Kembali ke masjid sekitar. Kami menemui sejumlah masyarakat yang baru saja menunaikan salat berjemaah di Masjid Desa Cikarawang. Kami betanya mengenai fatwa Majelis Ulama Indonesia (MUI) yang mengimbau agar umat Muslim di Indonesia salat di rumah.

Mereka mengaku tak mengetahui fatwa itu. Maka, tentu saja, tak terlihat masyarakat yang membawa sajadah sendiri, sebagaimana anjuran yang dimaktubkan MUI dalam fatwa. Bahkan, usai salat, warga masih terlihat bersalam-salaman.

Dua hari sebelum kunjungan kami, tepatnya Senin, 16 Maret, MUI telah mengeluarkan fatwa terkait tata cara ibadah selama pandemi virus corona. Dalam fatwa bernomor 5, termaktub bahwa dalam suatu kawasan yang potensi penularannya rendah, maka diwajibkan menjaga diri agar tidak terpapar virus Corona ketika sedang beribadah.

"Seperti tidak kontak fisik langsung (bersalaman, berpelukan, cium tangan), membawa sajadah sendiri, dan sering membasuh tangan dengan sabun," tertulis.

Namun, jelas bukan salah warga. Mereka justru yang paling malang. Ketidaktahuan menempatkan mereka dalam bahaya. Kala itu, memang belum ada kasus di Kabupaten Bogor. Satu-satunya kasus yang tercatat di Bogor berada di wilayah administratif Kota Bogor. Wali Kota Bogor Bima Arya mengumumkan satu orang yang positif COVID-19 adalah mahasiswa Institut Pertanian Bogor yang indekos di daerah Sempur.

"Yang dinyatakan positif covid-19 adalah warga Jakarta yang kos di daerah Sempur. Informasi disampaikan oleh Dinkes Jakarta, jadi bukan warga Kota Bogor.
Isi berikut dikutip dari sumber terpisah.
PR #4839, opened 2023-03-27
AI Intel Framework Implementation

relent0r:
Description of changes
This PR adds an IntelFramework class to the AI. It is responsible for the AI understanding the Intel layer of the game. It is designed to assist the AI in making decisions based on data and metrics gathered at game start and during the game.

Currently it is contains the following information.
- An intel grid based on the Grid class implementation. This provides information to the AI on which the current intel status of each imap cell on the map providing information to the scouting platoons and so they can most efficiently cover the map.
- Team Count
- Ally Count
- Enemy Count
- Team mass point share
- Player mass point share
- Ally and Enemy start positions if available
- Self Start Position (vector3)
- PlayableArea table

To do
- [ ] Calculate self share mass points that are within easy access of the main base position. This will be used to calculate the factories that the AI can support within the first 5 minutes of the game and assist in initial engineer counts.
- [ ] Calculate easily accessible reclaim to assist in initial engineer counts. Will use ReclaimGrid to fetch this.
- [ ] Create query/update functions for scouts to callback on for updating the IntelGrid data
- [ ] Create build conditions that leverage the data for builders
- [ ] Provide data for shifting play styles.
- [ ] more to come

Test setup for the changes
This is currently a data only object so does not have test yet beyond confirming that the data is populated. Currently it will dump the data content of the IntelFramework on startup.


lua/platoon.lua
```diff
@@ -1165,6 +1165,67 @@ Platoon = Class(moho.platoon_methods) {
         end
     end,
 
+    ---## Function: LandScoutingAI
+    --- Handles sending land scouts to important locations.
+    ---@param self Platoon
+    ---@return nil
+    LandGridScoutingAI = function(self)
```
relent0r, line 1172: @Garanas can you sanity check this function for me.
Issue is that the CreateUnitDestroyedTrigger doesn't seem to match the scout deaths.
I'm getting a case where the grid assignments will get full across the grid, which indicates that the scouts are assigning themselves but when they die they are not always unassigning themselves.
I watched a game on a pure land map. Logged when a scout was assigned vs unassigned and after counting the scouts left on the map it didn't match up. But I can't see why.

In the game I watched.
I had 17 assignments and 11 unassignments with 5 grid cells currently assigned.

relent0r:
I'm closing this PR as it is very aged and alot of what it does has already been super seeded.  Will recreate when the time comes as the focus should be the new managers.

PR #4842, opened 2023-03-27
Veterancy value changes for T3 game enders

Basilisk3:
**T3 Artilleries:**
Mass required for one level of veterancy: 1.25*mass cost --> mass cost


MrRowey:
This Could Be Simplified to 
```lua
VeteranMasMult = 16500
```
its one line and reduces the number of tables needed

PR #4853, opened 2023-03-30
Annotate and refactor the builder manager of AIs

Garanas:
Improves the annotations of the builder manager and refactors the file to make it more intuitive to understand for new contributors.

- [x] Document `BuilderManager.lua`

The entire flow was undocumented. All functions have correct annotations and additional comments where necessary.

- [x] Pass location, location type and radius to base class

These properties were used by all instances.

- [x] Deprecate various unused functions

These merely clutter the code base

Improve performance of:
- [x] `SortBuilderList`: No longer creates a new table and uses the built-in sorting algorithm
- [x] `GetLocationCoords `: Returns the location of the manager instead of a newly-allocated table
- [x] `GetHighestBuilder`: Significant reduction in table operations and removes the `possibleBuilders` local in favor of re-using tables

### DIFF
--- a/lua/aibrains/base-ai.lua
+++ b/lua/aibrains/base-ai.lua
@@ -128,7 +128,6 @@ AIBrain = Class(StandardBrain) {
 
         self.UnitBuiltTriggerList = {}
         self.FactoryAssistList = {}
-        self.DelayEqualBuildPlattons = {}
     end,
 
     ---@param self AIBrain
--- a/lua/aibrains/base-ai.lua
+++ b/lua/aibrains/base-ai.lua
@@ -81,6 +81,7 @@ local StandardBrain = import("/lua/aibrain.lua").AIBrain
 ---@field TacticalBases? table
 ---@field targetoveride boolean
 ---@field Team number The team this brain's army belongs to. Note that games with unlocked teams behave like free-for-alls.
+---@field DelayEqualBuildPlattons table<string, number>     # Used to delay builders, the key is the builder name and the number is the game time in seconds that the builder remains delayed
 AIBrain = Class(StandardBrain) {
     ---@param self AIBrain
     ---@param planName string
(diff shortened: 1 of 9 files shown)


Garanas:
I tried to test these changes with other AIs (RNG / Uveso) but the vault versions have not yet adapted to the new brain structure. So they don't work at this point, can't use them to test the changes and see if they conflict.

relent0r:
> I tried to test these changes with other AIs (RNG / Uveso) but the vault versions have not yet adapted to the new brain structure. So they don't work at this point, can't use them to test the changes and see if they conflict.

You've still got a copy of that version of rng that we quickly converted don't you?

Garanas:
It got overwritten by the vault 😄 !

relent0r:
ah yea. I can test this weekend. btw its timestamp — 03/20/2023 9:24 PM in our chat history.

relent0r:
Gave it a quick test n got this.
warning: Error running lua script: g:\code\fa\lua\sim\buildermanager.lua(620): attempt to call method `IsPlattonBuildDelayed' (a nil value)
         stack traceback:
         	g:\code\fa\lua\sim\buildermanager.lua(620): in function `GetHighestBuilder'
         	g:\code\fa\lua\sim\engineermanager.lua(765): in function <g:\code\fa\lua\sim\engineermanager.lua:747>
         	(tail call): ?
         	g:\code\fa\lua\sim\engineermanager.lua(732): in function <g:\code\fa\lua\sim\engineermanager.lua:729>
         	
But this could well be my mod hooking the engineer manager rather than any issue with your commit. I'll investigate further later.

Garanas:
That is your AI hooking the manager. We should add the function back in but mark it as deprecated.

relent0r (approved):
Nice documentation and detail on how some of the threads operate.

PR #4857, opened 2023-04-02
Add new event when ACU enters transporter.

rigomate:
As seen in the discord suggestion channel, this could be a handy event for casters.
Whenever an ACU is put into a transport, there is likely some action going to take place.
So getting notified about this when casting could put the caster in the middle of the action.

The event is only created for replays, as it needs to be hidden from the enemy team.

### DIFF
--- a/lua/defaultunits.lua
+++ b/lua/defaultunits.lua
@@ -2230,6 +2230,23 @@ BaseTransport = ClassSimple {
             end
         end
 
+        --any ACU : Cybran, Aeon, Seraphim, Uef
+        if SessionIsReplay()  and (unit.UnitId == 'url0001' or unit.UnitId == 'ual0001' or unit.UnitId == 'xsl0001' or unit.UnitId == 'uel0001') then
+            -- prepare sync
+            local sync = Sync
+            local events = sync.Events or { }
+            sync.Events = events
+            local AcuEntersTransporter = events.ACUEntersTransporter or { }
+            events.ACUEntersTransporter = AcuEntersTransporter
+
+            -- sync the event
+            table.insert(AcuEntersTransporter, {
+                Timestamp = GetGameTimeSeconds(),
+                ACUArmyID = unit.Army
+            })
+        end
+
+
         unit:OnAttachedToTransport(self, attachBone)
     end,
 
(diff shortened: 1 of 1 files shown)


lua/defaultunits.lua
```diff
@@ -2230,6 +2230,23 @@ BaseTransport = ClassSimple {
             end
         end
 
+        --any ACU : Cybran, Aeon, Seraphim, Uef
+        if SessionIsReplay()  and (unit.UnitId == 'url0001' or unit.UnitId == 'ual0001' or unit.UnitId == 'xsl0001' or unit.UnitId == 'uel0001') then
```
4z0t, line 2234: Use category matching.

lua/defaultunits.lua
```diff
@@ -2230,6 +2230,23 @@ BaseTransport = ClassSimple {
...
+            -- prepare sync
+            local sync = Sync
+            local events = sync.Events or { }
+            sync.Events = events
+            local AcuEntersTransporter = events.ACUEntersTransporter or { }
```
4z0t, line 2239: no need for this shinanigans.

4z0t (changes requested):
You'd also have to put some changes in `UserSync.lua`

lua/defaultunits.lua
Garanas: What do you mean, no need? 😄 

This pattern prevents several table operations

4z0t: How often do you put your acu in a transport? 🙃

Garanas: Not that often, but it is good practice. Ideally at some point we'd create an interface that does it for you but today is not that day yet

lua/defaultunits.lua
rigomate: Thanks for the pointer, I was sure there would be something better to this.

rigomate:
> You'd also have to put some changes in `UserSync.lua`

Can you elaborate why that would be necessary?
I could just hook into this with a mod to get access to the information.
Like here:
https://github.com/rigomate/SupremeScoreBoard/blob/17055f312a8c652eda145946ddeca90482dd9f8e/hook/lua/UserSync.lua#L39

Thanks!

rigomate:
> 



> Observer is better than hooking, and we want to move towards using observers.

Ok, I will look into that, and modify the pull request.
Is there maybe a pointer for me for an existing pattern?

MrRowey:
Closing this PR for now as it has gone over a year with out any progress can be re-opened if needed

PR #4858, opened 2023-04-04
Refactor engineer manager

Garanas:
- [x] Remove economy triggers from engineer manager


Garanas:
The `ComputeVectors` function, now available in `NavUtils.lua`. The function can be use to compute rally points, defense points, attack vectors and more

https://user-images.githubusercontent.com/15778155/233721642-b6ad6540-3244-45e0-953c-528a6652b108.mp4

Garanas:
Using the new function (renamed to `GetDirections`) we can generate rally point markers, marked in red:

image

Garanas:
@relent0r introduced a basic silo behavior. You can enable the behavior through this hotkey:

image

All selected units are assigned to the platoon that manages (tactical) silo's. You can find the file here:

- lua/aibrains/platoons/platoon-silo.lua

This resembles a very basic platoon: the moment the silo is done building it triggers the platoon to start scanning for targets. It will scan for targets and pick one randomly. The scanning thread stops when it runs out of ammo, just to be triggered again when the silo is done building the next missile

The behavior is very basic, it could be improved in a thousand ways:

- Keep track of the same target until it is destroyed
- Keep track of TMD or shields by using the missile intercept events
- Keep track of other (allied) launchers and combine their volleys

But the idea was to show an initial basic platoon! I'll create another platoon that resembles the `HuntAI` behavior of the original platoon functions

Garanas:
Adjusted the silo behavior so that it supports multiple launchers:

https://user-images.githubusercontent.com/15778155/234113762-e3ce55bd-08e5-41cd-9273-f9a98bc92ef1.mp4

PR #4859, opened 2023-04-04
AI - Introduce scripted build out for ACU.

relent0r:
Description of changes

This PR adds a scripted build out capability for the ACU. Adds a fine control to the acu's initial build that will limit resource stalls in the first few minutes without affecting initial structure builds. It will also queue structure builds within the ACU's build radius during the build out so that the initial engineers will focus on expansion.
There is more potential for giving the AI personalities different build qualities here. Currently untapped.

The script is adaptable depending on the following.
Map size
Number of mass points within build range, outside build range but within the core base radius.
The personality type
If a hydrocarbon is present within 65 units

The function is used by the AI personalities that do NOT use the 'Default Initial ACU Builders' builder group.
This means that the Adaptive AI is that one that will use this. 
The following AIs definitely DON'T use it.
Tech
Turtle
Normal
Easy

The method it is implemented is via the intial ACU builder groups.
For example
the builder group Land Rush Initial ACU Builders has two builders, one is the standard initial builder and the second is used when prebuilt units are enabled.
The PlatoonTemplate for the initial ACU builders has been changed to use a the specific scripted build function.

The platoon function will effectively disable the ACU from taking on anything else until it is finished. It does this by setting the Combat and Initializing flag on the unit. This will stop the engineer manager from assigning it jobs and it will stop the commander thread from interrupting it during the build. If these are not in place then the platoon can easily be disbanded half way through.
I feel there may be some type of failback needed so that the ACU can never get stuck in an initializing state for too long. Perhaps a timeout thread that would remove the flags and disband the platoon if the build out took more than say 5 minutes.

This function also has a reliance on an early engineer building a hydro should one exist within 65 units of the spawn point. The acu can still complete the build out without it but it will still walk to the hydro marker and wait for an engineer for about 15 seconds. The hydro builders need to be updated to take this into account so they will build it as early as possible.

Test Setup
Start an AI game on a map of your choice selecting the adaptive ai (a couple of the others like rush will also run with this). The ACU should follow the build order function correctly with no errors.
Try multiple map sizes and types to see the adaptive methods it uses. e.g a map with no mass points within range vs one with many vs one with just a few.
Maps with starting hydros and maps without.
Maps with the spawn point in water (yes they exist). Note in this scenario everything else will probably break but not the BO.

ToDo, thoughts.
- [x] Path checking on mass points. Its possible on certain maps that distant markers won't be pathable.
- [x] hydro competition. On certain maps where two players start close to each other with only a single hydro. This is an untested scenario should may have issue.
- [x] What happens when enemy units come within range during the build out. This needs validation as the commander thread might force the ACU out of its build out without resetting flags. Might need changes to the commander thread for this scenario.
- [x] Shift reused code into sub functions to improve readability of the platoon function.


relent0r:
@Garanas can you take a look at this PR. I've tested it across a bunch of maps.
The only concern is if it fails during build out there is nothing to false the Initializing flag. I was thinking about forking a thread that would act as a timeout so should something go wrong the ACU will still go back into the engineer pool.

relent0r:
Two examples of build outs. One with not close mass points and a hydro and one with 4 mass points and no hydro.
https://youtu.be/EPAzOtYfDwE
https://youtu.be/CodAUT5qOQc

Garanas:
The pull request description mentions that there should be no warnings or errors, but I get these on Regor VI Highlands after the initial factory is finished:

```
WARNING: No buildLocation or whatToBuild during ACU initialization
WARNING: No buildLocation or whatToBuild during ACU initialization
WARNING: No buildLocation or whatToBuild during ACU initialization
WARNING: No buildLocation or whatToBuild during ACU initialization
```

Do these count of warnings or errors?

relent0r:
> The pull request description mentions that there should be no warnings or errors, but I get these on Regor VI Highlands after the initial factory is finished:
> 
> ```
> WARNING: No buildLocation or whatToBuild during ACU initialization
> WARNING: No buildLocation or whatToBuild during ACU initialization
> WARNING: No buildLocation or whatToBuild during ACU initialization
> WARNING: No buildLocation or whatToBuild during ACU initialization
> ```
> 
> Do these count of warnings or errors?

That warning is meant to indicate that the function to get a build location failed a reason. To avoid it breaking the build out on certain maps it would just dump a warning and move on to the next item. Improvements to the GetBuildLocation function will likely help decrease these. Though sometimes its related to wanting adjacency and not being able to find an adjacent spot within the acu's build range.

The warning is probably better served as a debug log rather than an in game log since its non fatal.

PR #5906, opened 2024-02-16
Allow Ctrl to bypass Alt to force attack move

### LINKED ISSUE #5876: Holding Ctrl + Alt should not show Attack Move cursor
Currently, holding Alt for attack move triggers when holding Ctrl+Alt as well. This is probably not useful to anyone and is a bit unexpected/annoying in my opinion.

Furthermore, some hotkeys kan not be bound with Alt modifier because it interferes with detecting hovered units. If I remember correctly this is the case for the copy orders hotkey for example. When Alt is held it doesn't detect the unit under the attack cursor and no orders are copied.

So this would at least free up Ctrl-Alt for use with those hotkeys. Ideally it should work for only Alt as well.

lL1l1:
Resolves #5876. This allows using Ctrl + Alt combinations for the mouse context hotkeys while having the "alt to force attack move" setting enabled.

Ideally we could get unit rollover info for hotkeys regardless of the selection threshold.


MrRowey (approved):

MrRowey:
@lL1l1  can you fix the confict

lL1l1:
Does open up an avenue to re-adding target firing TMLs to kill all 4 mex storages by holding Ctrl to not be forced into groundfire. "Ctrl" gives you direct control 😄.
I noticed while testing that static structures get the attack move behavior when holding alt. They shouldn't do this because they can't attack move. 
Also, it would be convenient to repurpose the Alt key so that holding it enters the launch tactical/nuke command when your entire selection is static tml/sml. Releasing it exits the command.

PR #5910, opened 2024-02-17
Improve path finding of the Blaze and Zthuee

Garanas:
Improve the path finding behavior of the Blaze by removing the `SlavedToBody = true` blueprint field and instead turn it into a turret. 

https://github.com/FAForever/fa/assets/15778155/2412f06e-a4e0-412f-9864-671564f386dc


Garanas:
The Zthuee now behaves similar to other tech 1 artillery units. It is unable to fire while rotating because the weapon is too slow in correcting the angle. That is intentional.

https://github.com/FAForever/fa/assets/15778155/627daf88-d6dd-4c54-9da9-0456f8510c43

Garanas:
The other two units that come to mind are the Aurora and the Riptide. Sadly, their weapons are attached to the body and it would look visually strange if we would apply the same fix:

image

image

On top of that, even if we'd fix the Aurora it would turn into an absolute beast. The 'hiccup' that the Aurora has can now be used to catch up to the Aurora more easily. If we'd change this, the Aurora would be extremely good at kiting.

Status mahasiswa," ujar Bima saat dikonfirmasi melalui pesan singkat kepada CNNIndonesia.com, Selasa (17/3).

Situasi berubah. Sebab, menurut informasi yang kami himpun pada Kamis, 19 Maret, Kabupaten Bogor telah mencatatkan tiga kasus positif, di mana satu di antaranya meninggal. Perkembangan baru juga meliputi kabar tentang Wali Kota Bogor Bima Arya yang pada Jumat pagi, 20 Maret, mengumumkan dirinya positif COVID-19.